The above is the tensile strength and water absorption of the laminated insulating material used in the actual plant. Separately from this, the test results were prepared by intentionally accelerating the deterioration by making a test sample. Shown in FIG. There are many acceleration factors,
When simulating the actual usage situation, the largest deterioration factor is the thermal factor. Here, according to the temperature table of IEC Publ 216, deterioration was accelerated at temperatures of 220 ° C and 200 ° C.

The test sample was taken out at regular intervals and the water absorption rate and the tensile strength were measured. Although the deterioration condition is different in the test switchboard, the tendency of the plotted data is the same, and in the case of the water absorption rate, although it decreases due to deterioration, its variation is almost unchanged. Also, the slope of the regression line changes depending on the degree of acceleration.

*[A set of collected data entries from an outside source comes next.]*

Issue #12447, opened 2018-03-12
URI tag of http.server.requests meter does NOT contain templated URI for jersey


jkschneider:
See https://github.com/micrometer-metrics/micrometer/issues/486 for a reproducible example.

wilkinsona:
This is an age-old problem that [I (overly optimistically) hoped would be taken care of by the move to Micrometer](https://github.com/spring-projects/spring-boot/issues/5875#issuecomment-321829008).

The meter's being registered by `WebMvcMetricsFilter`. Given the class's name and its focus on Spring MVC, that doesn't really make sense for Jersey. I think we should update the filter so that, if possible, it just ignores requests that aren't handled by Spring MVC. Perhaps we can no-op the filter if `getHandler(HttpServletRequest)` returns `null`. If we want to provide metrics for Jersey, that should be done in a separate filter.

mikksoone:
Thanks, the Bean provided in https://github.com/spring-projects/spring-boot/issues/5875#issuecomment-263294954 solves the issue, but yeah does not look so nice at all.

jkschneider:
@wilkinsona Note that we have complete Jersey 2 support in Micrometer with the `micrometer-jersey2` module, including a parameterized URI tag.

We just need to clean up shunting the `WebMvcMetricsFilter` if Jersey and autoconfiguring the Jersey support when relevant.

jkschneider:
@mikksoone If your app is wholly Jersey 2 and not a mixture of Jersey and WebMVC, I think a sufficient workaround for now is to disable the webmvc filter with `management.metrics.web.server.auto-time-requests=false`, and then configure the Jersey integration with something like [this](https://github.com/micrometer-metrics/micrometer/blob/master/micrometer-spring-legacy/src/main/java/io/micrometer/spring/autoconfigure/jersey2/server/JerseyServerMetricsConfiguration.java).

mikksoone:
@jkschneider disabling ```management.metrics.web.server.auto-time-requests=false``` is indeed disabling it, but configuring the Jersey according to the micrometer-spring-legacy did not work out of the box (no ```http.server.requests``` anymore). I'm using Spring Boot 2.0, mentioning it just in case.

On the other hand, the tensile strength also tends to decrease due to deterioration, and the average value can be estimated from the regression linear equation. However, the degree of the variation became extremely large after a certain time, and it became impossible to estimate the lowest value after a certain time.

[0027]

As described above, according to the first aspect of the present invention, the deterioration of the insulating material is diagnosed by comparing the initial state of the insulating material with the tensile strength after deterioration for a predetermined time. The deterioration of material can be diagnosed.

Also according to the second aspect of the invention, since the deterioration of the insulating material is diagnosed by comparing the initial state of the insulating material with the water absorption after deterioration for a predetermined time, the deterioration of the insulating material can be reliably and easily diagnosed.

[Brief description of drawings]

FIG. 1 is a characteristic diagram showing an embodiment of the present invention.

FIG. 2 is a characteristic diagram when the deterioration according to the present invention is accelerated.

[Explanation of symbols]

 1 ... A line showing a change in water absorption rate with respect to time. 2 ... A threshold value of the absorption rate that causes electrical insulation deterioration. 3 ... Time to cause electrical insulation deterioration. 4 ... A line showing a change in tensile strength with respect to elapsed time. 5 ... Regression line confidence limit. 6 ... Weibull distribution. 7 ... Normal distribution.

 ─────────────────────────────────────────────────── ─── Continuation of the front page (72) Inventor Isao Jinchi 1st in Toshiba Fuchu, Tokyo Fuchu-shi, Toshiba Fuchu factory (72) Inventor Kenichi Sato 1st in Toshiba Fuchu, Tokyo, Fuchu factory

Claims (3)

[Claims] 1. A method of setting a tensile strength of an insulating material in an initial state, a step of setting a tensile strength of the insulating material after deterioration for a predetermined time, and comparing the tensile strengths of the insulating material with each other. And a method of diagnosing deterioration of an insulating material, the method comprising: 2. A process of setting a water absorption rate of an insulating material in an initial state, a process of setting a water absorption rate of the insulating material after deterioration for a predetermined time, and comparing these water absorption rates with each other to prevent deterioration of the insulating material. A method of diagnosing deterioration of an insulating material, the method comprising: diagnosing. 3. A relationship between a change in tensile strength of the insulating material and a change in water absorption rate is set in advance, and deterioration of the insulating material is diagnosed from this relationship. 2. A method of diagnosing deterioration of an insulating material according to 2.